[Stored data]
Issue #6639, opened 2024-04-05
Re-write and standardization of client command structure


bari12:
### Description

Standardize the cli client commands 
- Create a Client 2.0 
- Possible commands will follow the database structure more closely
- Each command will have a common set of "verbs" to use (set/unset (update something existing), add/remove (modify the existence of something), list (read contents)
- Bring rucio-admin and rucio in under the same command (rucio)

### Motivation

 It is generally difficult to know commands without looking at the documentation, and the structure is very hap-hazard. No time like the present to bring it under a uniform structure. 

### Change

- Add depreciation warnings to the original client's output 
- Write a new client as diagrammed below 
- Add a table to documentation to translate the original client commands into the client 2.0 commands 
- Introduce the below verbs: 
--add/remove: Create new instance of object, update db with new row, delete object
--set/unset: Update something existing/Replace existing setting/Return setting to default or Null
--list: Read the state of the object (according to command args/requested verbosity) 

- Introduce the below commands: 
-- ping/whoami [Outliers, no verb. They are the verb.]
-- replica 
--- replica state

- **EXERCISE BRIEF**
Wherever a line in the data above holds "object", copy that line.

- **EXERCISE RESULT**
--add/remove: Create new instance of object, update db with new row, delete object
--list: Read the state of the object (according to command args/requested verbosity) 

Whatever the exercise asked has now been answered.